PR #153, opened 2022-08-03
wrap literals in #%integer-literal or #%string-literal

### LINKED ISSUE #79: Integers, not signals

gelisam:
this makes it possible for a #lang to e.g. interpret every integer literal as something else, e.g. a polymorphic `fromInteger n`.

Fixes #79.


gelisam:
This is a draft PR because the test doesn't pass. That test happens to use a quasiquote, but it turns out that quasiquotes don't currently support integers, and that adding support for integers requires adding an `integer-syntax` primitive and adding an `integer` pattern to `syntax-case`.

david-christiansen:
That makes sense!

gelisam:
I have now added the missing `integer-syntax` primitive, the `integer` pattern, integer support in quasiquote, and now the tests pass, this PR is now ready for review!

examples/custom-literals.kl
```diff
@@ -0,0 +1,21 @@
+#lang "prelude.kl"
+
+(import (shift "prelude.kl" 1))
+(import "define-syntax-rule.kl")
+
+
+(define-macro (my-integer n)
+  (pure `(+ 1 (#%integer-literal ,n))))
```
david-christiansen, line 8: You sneaky person. I was about to react negatively to the test, and then I saw what was going on :-)

david-christiansen (approved):
LGTM! Thanks!

examples/custom-literals.kl
gelisam: It was the simplest possible non-default interpretation of integer literals I could think of. Do you have a less sneaky non-default implementation in mind? We don't have type classes yet, so I couldn't use `(fromInteger (#%integer-literal ,n))`.

david-christiansen:
Nah, this is a great test, I just had fun reading it!

lør. 6. aug. 2022 21.19 skrev Samuel Gélineau ***@***.***>:

Issue #156, opened 2022-08-06
implicit-conversion example


gelisam:
I want to implement an example which demonstrates that it is possible to define a `#lang` with a custom type system. More specifically, I want a type system which, as Conor McBride exhorts, does more than just rejecting bad programs, and in addition generates terms.

My current plan is to implement Scala's "implicit conversion" feature. That is, a function from `A` to `B` can be added to the list of implicit conversion functions currently in scope, and then if within that scope an `A` is used where a `B` is expected, the conversion function is automatically inserted. Here is some example code I am hoping to support:

```racket
#lang "implicit-conversion.kl"

(example
  (let-implicit string-length
    (+ 1 "foo")))
```

Which would become

```racket

#lang "implicit-conversion.kl"

(example
  (+ 1 (string->length "foo")))
```

Since my goal is only to demonstrate that this is possible, not to use the `#lang` in anger, I only plan to implement the minimum set of functionality to support the above example. In particular, I am not planning to include lambdas in the `#lang`.

gelisam:
Implemented by #157.

Issue #155, opened 2022-08-06
type-equality primitive


gelisam:
It is possible to write a macro which checks whether types like `(-> Integer String)` are equal, but for types like `(-> (Maybe Integer) String)`, this is harder because the user can later introduce more datatypes which the macro doesn't know about.

I propose to provide a primitive macro which determines whether two types are known to be equal, or known to be apart. If the answer depends on what type unification variables will eventually resolve to, the macro is of course stuck until enough information is available.

david-christiansen:
This seems like it's clearly useful. But rather than a macro, I'd make it an effect in the macro monad. That is, a type like`Type -> Type -> Macro Bool` rather than `Syntax -> Macro Syntax`, and not bound in a transformer environment.

PR #157, opened 2022-08-08
implicit conversion example

gelisam:
A `#lang` which provides a `let-implicit` form which makes a function eligible to be used implicitly, to convert a value to the expected type as needed. For example,

```racket
#lang "implicit-conversion.kl"

(example
  (let-implicit string-length
    (+ 1 "foo")))
```

becomes

```racket

#lang "implicit-conversion.kl"

(example
  (+ 1 (string->length "foo")))
```

Implements #156.


gelisam:
This is only a draft PR even though the test passes, because I am unhappy with how the implementation is too tailored to this specific example:

- [ ] Type equality (when checking whether to use a value as-is or to introduce an implicit conversion) only considers the types `Integer` and `String`. With #155, it would be possible to support even more types.
- [ ] `implicit-let` cannot be nested. This is because `implicit-let` assumes that its body is a `Reader something`, but it calls `runReader` and thus returns something which cannot be the body of a second `implicit-let`.
- [ ] Each example must contain exactly one `implicit-let`. Otherwise, the `Reader` implementation detail will leak, because `example` doesn't call `runReader`.
- [ ] The first argument of `implicit-let` must be special. The `#lang` provides a special `+` which is wrapped in a `Reader`, but is careful to provide a `string-length` which is not wrapped in a `Reader`. This means `string-length` cannot be used explicitly in the code, it can only be used implicitly via `let-implicit`. Instead, `string-length` and every function made available inside the `#lang` should be wrapped in a `Reader`, and so `let-implicit` should expect its first argument to be a function which is wrapped in a Reader.
- [ ] The search for an appropriate implicit conversion function is rigger. Since we know that exactly one implicit function is in scope, we use that one without checking if it has the type we need.
- [ ] I was not planning to implement lambdas, but since I want the first argument to `let-implicit` to be ordinary code returning a function, I should probably implement lambdas instead of limiting the user to the builtin functions provided by the `#lang`.

examples/pmatch.kl
```diff
@@ -23,12 +23,6 @@
     (nothing)
     (just A)))
 
-(meta
-  (defun syntax->list (stx)
-    (syntax-case stx
-      [() (nil)]
-      [(cons x xs) (:: x (syntax->list xs))])))
-
```
gelisam, line 31: moved to `stdlib/list.kl`

examples/pmatch.kl
```diff
@@ -45,12 +39,6 @@
             [(else other) (pure (nothing))])]
          [_ (pure (nothing))]))))
 
-(meta
-  (defun list->syntax (stx-lst stx)
-    (case stx-lst
-      [(nil) (empty-list-syntax stx)]
-      [(:: x xs) (cons-list-syntax x (list->syntax xs stx) stx)])))
-
```
gelisam, line 53: moved to `stdlib/list.kl`

examples/reader-test.kl
```diff
@@ -0,0 +1,63 @@
+#lang "prelude.kl"
```
gelisam, line 1: Should I put those examples in `reader.kl` instead? I created it because I saw a bunch of similarly-named `*-test.kl` files, but I now realize that those are all exceptions for tests which can't be written in the same file as the code they exercise.

stdlib/list.kl
```diff
@@ -7,10 +7,6 @@
 (import "n-ary-app.kl")
 (import "defun.kl")
 
-(datatype (List A)
-  (nil)
-  (:: A (List A)))
-
```
gelisam, line 13: clashed with the List from `kernel`.

stdlib/list.kl
```diff
@@ -54,4 +65,25 @@
...
+(example
+  (reverse (list 1 2 3)))
+
+(example
+  (syntax->list '(a b c)))
+
+(example
+  (list->syntax (list 'a 'b 'c) 'here))
+
+(export List nil :: foldr map filter snoc reverse syntax->list list->syntax list)
```
gelisam, line 89: re-export `List(..)` from `kernel`.

gelisam:
I don't plan to implement type-equality nor syntax parameters as part of this PR, those improvements will come later. This PR is thus finally ready for review!

gelisam:
Merging this without review, because this doesn't change the Klister language itself, I'm just using the language for a personal project and adding my code to `examples`, the small list of all Klister code which has ever been written.

PR #161, opened 2022-09-08
mutual recursion

### LINKED ISSUE #160: mutually-recursive functions
In #158 , @sorawee asked about the Klister equivalent of the following Racket code:

```racket
(define (even? n) (if (zero? n) #true (odd? (sub1 n))))
(define (odd? n) (if (zero? n) #false (even? (sub1 n))))
```

Currently, there is no Klister equivalent because Klister does not support mutually-recursive functions. Klister's scoping rules require identifiers to be defined before they are used, so the above code would definitely be rejected. Klister does have a `flet` builtin for defining recursive functions, and the prelude defines a `defun` wrapper around `define` and `flet` for defining top-level recursive functions:

```racket
#lang "prelude.kl"
(import "list.kl")

(defun fact (n)
  (if (= n 0)
    1
    (* n (fact (- n 1)))))

-- (list 1 2 6 24 120)
(example (map fact (list 1 2 3 4 5)))
```

It thus seems possible to define a similar `defuns` macro for defining several mutually-recursive macros:

```racket
#lang "prelude.kl"
(import "list.kl")

(defuns
  [even? (n)
   (if (= n 0) true (odd? (- n 1)))]
  [odd? (n)
   (if (= n 0) false (even? (- n 1)))])

-- (list false true false true false)
(example (map even? (list 1 2 3 4 5)))

-- (list true false true false true)
(example (map odd? (list 1 2 3 4 5)))
```

For example, the macro could desugar these mutually-recursive functions to a single recursive function which receives and produces `Either`s:

```racket
#lang "prelude.kl"
(import "list.kl")

(datatype (Either A B)
  (left A)
  (right B))

(defun even?/odd? (n/n)
  (flet [even? (n)
         (case (even?/odd? (left n))
           [(left r)
            r]
           [_
            (error '"never happens: even?/odd? always returns a left when receiving a left")])]
    (flet [odd? (n)
           (case (even?/odd? (right n))
             [(right r)
              r]
             [_
              (error '"never happens: even?/odd? always returns a right when receiving a right")])]
      (case n/n
        [(left n)
         (left (if (= n 0) true (odd? (- n 1))))]
        [(right n)
         (right (if (= n 0) false (even? (- n 1))))]))))
(defun even? (n)
  (case (even?/odd? (left n))
    [(left r)
     r]
    [_
     (error '"never happens: even?/odd? always returns a left when receiving a left")]))
(defun odd? (n)
  (case (even?/odd? (right n))
    [(right r)
     r]
    [_
     (error '"never happens: even?/odd? always returns a right when receiving a right")]))

-- (list (false) (true) (false) (true) (false))
(example (map even? (list 1 2 3 4 5)))

-- (list (true) (false) (true) (false) (true))
(example (map odd? (list 1 2 3 4 5)))
```

gelisam:
Implement a `defuns` macro which allows the definition of mutually-recursive functions.

Fixes #160.


gelisam:
@sorawee, would you like to try reviewing this PR? I can walk you through the Klister syntax if you want, either via PR comments or a video call.

sorawee:
@gelisam thanks very much for the invitation! Unfortunately, I won't be free until this Saturday. I will definitely take a look at this later. But please proceed without my inputs.

gelisam:
> Unfortunately, I won't be free until this Saturday.

Take your time!

gelisam:
@sorawee , do you still plan to review this PR? No rush, just making sure you didn't forget :)

sorawee:
I see that added files are under the `examples` directory. Would it be better to rename them `prelude` or `lib` that conveys that they are not just demo/tests, but something that is encouraged to be used?

Obviously, if you think it makes more sense to do that in a separate PR, that works too!

examples/defuns.kl
```diff
@@ -0,0 +1,261 @@
...
+    -- (parse-def '[even? (n)
+    --              (if (= n 0) true (odd? (- n 1)))])
+    -- =>
+    -- (pair 'even?
+    --       '(lambda (n) (if (= n 0) true (odd? (- n 1)))))
+    (flet [parse-def (stx)
+           (syntax-case stx
+             [(list (fN-name args body))
+              (syntax-case args
+                [()
```
sorawee, line 58: Just an observation: coming from Racket, this seems a bit weird to me. In Racket, I would write either:

```
(match v
  [(nil) ...]
  [(cons x xs) ...])
```

or

```
(syntax-case v
  [() ...]
  [(x xs ...) ...])
```

It's unclear if `syntax-case` in Klister is meant to be more like `match` or `syntax-case` in Racket. 

If former, I would expect the first branch to be `(nil)`, so that pattern matching and constructor mirror each other. 

If latter, I would expect `cons` to not be there (or rather, if it's there, it would be a pattern matching against a list of length three, with `cons`, `first-arg`, and `more-args` as three pattern variables).

gelisam:
> I see that added files are under the examples directory. Would it be better to rename it to prelude or lib that conveys that these files are not just demo/tests, but something that is encouraged to be used?

For now, almost everything goes in `./examples`. #54 tracks the task of organizing which modules go in `#lang "prelude.kl"`, which modules go in `./stdlib`, and which modules should stay in `./examples`.

examples/defuns.kl
gelisam: Thanks for the suggestion, `(nil)` would indeed be clearer.

gelisam: Fixed in subsequent PR #169

gelisam:
I was waiting for @sorawee to do a second review after I addressed their comments, but I think I already took enough of their time. Merging!

sorawee:
Oops, sorry! I didn't you were waiting for a second review. Please merge it. It looks good to me.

* * * * * * *

- _Work order_: Extract, from the material above, each line holding the word "primitive".

- _Your response_:
This is a draft PR because the test doesn't pass. That test happens to use a quasiquote, but it turns out that quasiquotes don't currently support integers, and that adding support for integers requires adding an `integer-syntax` primitive and adding an `integer` pattern to `syntax-case`.
I have now added the missing `integer-syntax` primitive, the `integer` pattern, integer support in quasiquote, and now the tests pass, this PR is now ready for review!
type-equality primitive
I propose to provide a primitive macro which determines whether two types are known to be equal, or known to be apart. If the answer depends on what type unification variables will eventually resolve to, the macro is of course stuck until enough information is available.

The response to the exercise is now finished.